If you do that big drop, you'll get an electrolyte imbalance, and then you'll
notice headaches, fatigue, muscle cramps.
And a lot of people explain it away and they say things like, oh, I'm going through withdrawal
or oh-
Keto flu or-
No, no, no, no.
You just add some salt to your water, add some electrolytes to your water, and you'll
feel a lot better.
I, this nine out of 10 times when I had a client do this, I would have them add electrolytes
to the water.
Otherwise they tended to fall into some problems.
I've especially noticed this in my real active clients.
Definitely.
That went from the ultra process to now like Whole Foods.
It was like, wow, the dramatic increase in their performance
once they added those electrolytes.
I think most everybody's going to need to do this.
For the most part, unless there's an exception to the rule
medically, something going on, is going to benefit from this.
Definitely a must for the people that know that they're like,
I eat a lot of processed foods.
I eat out every single night or multiple times a day.
That person is gonna have a dramatic shift
in the amount of, so even if they salted every one
of their meals like a lot.
It doesn't even compare.
It doesn't even come close to what it looks like if you were eating out every day or multiple times a day. So
that person this is gonna be so so important. Totally. Alright a couple
things I'd like to add to this.
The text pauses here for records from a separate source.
PR #3513, opened 2026-07-28
bfd: discard received packets with an unbound discriminator

Mounika2456:
go test with the session in Down, fed a control packet whose sender never
observed our My Discriminator:

    state after blind Init packet: BFD_SESSION_STATE_UP

rxPacket compares Your Discriminator only when it is nonzero, so State Init
with a zero Your Discriminator walks the session Down -> Up with nothing tying
the packet to it. RFC 5880 6.8.6 accepts a zero Your Discriminator only from a
remote in Down or AdminDown, and separately requires discarding a zero My
Discriminator, which rxPacket currently stores as p.yourDiscriminator, the same
value setStateDown uses to mean "no session", and then echoes back on the wire.

With no BFD authentication and no receive-side TTL check, that echo is the only
evidence a packet came from the peer, so both checks are applied in rxPacket
next to the existing Detect Mult one.

### DIFF
--- a/pkg/server/bfd_peer.go
+++ b/pkg/server/bfd_peer.go
@@ -285,16 +285,42 @@ func (p *bfdPeer) startClient() {
 }
 
 func (p *bfdPeer) rxPacket(h *bfd.BFDHeader) {
-	if h.YourDiscriminator != 0 && h.YourDiscriminator != p.myDiscriminator {
-		p.stats.invalidDiscriminator.Add(1)
-		return
-	}
-
 	// RFC 5880 Section 6.8.6: if the Detect Mult field is zero, the packet
 	// MUST be discarded.
 	if h.DetectTimeMultiplier == 0 {
 		p.stats.invalidMultiplier.Add(1)
 		return
+	}
+
+	// RFC 5880 Section 6.8.6: if the My Discriminator field is zero, the
+	// packet MUST be discarded.
+	if h.MyDiscriminator == 0 {
+		p.stats.invalidDiscriminator.Add(1)
+		return
+	}
+
+	// RFC 5880 Section 6.8.6: a nonzero Your Discriminator selects the
+	// session and MUST match ours. A zero Your Discriminator carries no
+	// session binding, so it is only accepted from a remote system that has
+	// not learned our discriminator yet, i.e. one in Down or AdminDown.
+	if h.YourDiscriminator != 0 {
+		if h.YourDiscriminator != p.myDiscriminator {
+			p.stats.invalidDiscriminator.Add(1)
+			return
+		}
+	} else {
+		if h.State != bfd.StateDown && h.State != bfd.StateAdminDown {
+			p.stats.invalidDiscriminator.Add(1)
+			return
+		}
+
+		// Once the remote discriminator is bound, a packet that omits Your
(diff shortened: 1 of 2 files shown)


pkg/server/bfd_peer.go
```diff
@@ -285,7 +285,23 @@ func (p *bfdPeer) startClient() {
 }
 
 func (p *bfdPeer) rxPacket(h *bfd.BFDHeader) {
-	if h.YourDiscriminator != 0 && h.YourDiscriminator != p.myDiscriminator {
+	// RFC 5880 Section 6.8.6: if the My Discriminator field is zero, the
```
fujita, line 295: The RFC says that `When a BFD Control packet is received, the following procedure MUST be followed, in the order specified.`

So those changes should be after `h.DetectTimeMultiplier` checking?

pkg/server/bfd_peer.go
```diff
@@ -285,7 +285,23 @@ func (p *bfdPeer) startClient() {
...
+	// session and MUST match ours. A zero Your Discriminator carries no
+	// session binding, so it is only accepted from a remote system that has
+	// not learned our discriminator yet, i.e. one in Down or AdminDown.
+	if h.YourDiscriminator != 0 {
+		if h.YourDiscriminator != p.myDiscriminator {
+			p.stats.invalidDiscriminator.Add(1)
+			return
+		}
+	} else if h.State != bfd.StateDown && h.State != bfd.StateAdminDown {
 		p.stats.invalidDiscriminator.Add(1)
```
fujita: We need to do more if h.YourDiscriminator is zero so how about the following?

```
} else {
      if h.State != bfd.StateDown && h.State != bfd.StateAdminDown {
           p.stats.invalidDiscriminator.Add(1)
      }

      if p.yourDiscriminator != 0 && h.MyDiscriminator != p.yourDiscriminator {
			p.stats.invalidDiscriminator.Add(1)
			return
		}
}
```

fujita (commented):
As I commented, we need one more checking if `h.YourDiscriminator` is zero. If so, please add an unittest for it too.

pkg/server/bfd_peer.go
Mounika2456: Right, 6.8.6 is an ordered procedure and Detect Mult comes before the My Discriminator step. Moved both checks below it.

pkg/server/bfd_peer.go
Mounika2456: Added, with a return in the state branch as well, otherwise the packet still falls through to the state machine.

Test is Test_RxPacketZeroYourDiscriminatorForeignRemoteDiscarded. With the session Up and yourDiscriminator bound to 12345, a Down packet carrying MyDiscriminator 67890 and a zero Your Discriminator used to reach remoteDown() and reset the BGP peer; now it's discarded and the counter goes up. The second half checks the bound remote can still signal Down without echoing our discriminator.

Mounika2456:
Both addressed and pushed: the discriminator checks now run after the Detect Mult one, and the zero Your Discriminator path also rejects a My Discriminator that doesn't match the already-bound one, with a test covering it.

fujita:
Pushed, thanks.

Sandwiches are not whole natural foods.
Bread in general probably not in the category of whole natural foods and a
lot of people like okay I'll have a sandwich that seems like I'm preparing it. Probably not. Good sources of
carbohydrates, rice, potato, beans, fruits, vegetables, proteins, you know chicken,
fish, beef, eggs, dairy, all good sources. Nuts and seeds are great as well. Those
can get overdone pretty quickly so you don't want your whole natural food diet
to be like based off of them. But than than that, I would say just eat the whole natural foods avoid all the processed stuff
I would stay away from breads and sandwiches because and the reason why I'm adding that is I've had clients do that
We're like I'm I'm making sandwiches every day. Oh that oops that doesn't count. Yeah, not to mention
It's it also eliminates the other tip where we say eat the protein first and have it like, it ends up being a high carb meal.
A sandwich is more carbohydrates than it is protein.
Most sandwich, even your large Subway sandwich from Togo's
or whatever favorite Subway place that you would go to
is four ounces of meat, which is like hardly anything.
So 80% of your calories are coming from carbohydrates.
Very little is coming from protein, so it's not a protein rich meal.
And since you said that, I want to give the alternative.
First up, people is like, rice bowls are like used to be the go-to
or salad bowls were like the go-to move for me to help clients
that were used to having a quick convenient sandwich for lunch
every single day.
And there's so many places now, like the Chipotle type of places
and the Baja Freshes that you can go get a chicken steak rice in a rice potato
yam type of bowl that are really good tasting, really easy and convenient and or those are
also easy to build and make in bulk. Like my favorite thing to do for Katrina and I,
this is what I mean, literally what I ate today. You saw my, we actually used it in a crock pot. We do a bunch of like, you know, we do a couple
pounds of chicken thighs in the crock pot. So like it makes it really, really tender and soft. And
then we shred it all up and we make this like cilantro, almost like a burrito without the
tortilla. It's just rice. So it's just rice, chicken, cilantro, some tomato slices, even a
little bit of avocado in there and basically make that into a bowl like these like burrito bowls minus the tortilla
and you just put it in the rice.
Great great choice.
Yeah.
I mean, what you're doing too is you're just cooking one big meal and then you have meals.
Yes.
All set up for the entire week.
Prepping like that and something simple, easy, also inexpensive.
Rice and chicken thighs you can buy in bulk and are relatively
inexpensive to do that and you can even add some black beans if you want to kick up the protein
and some flavor in there. Great, great choice for a staple lunch every day for somebody.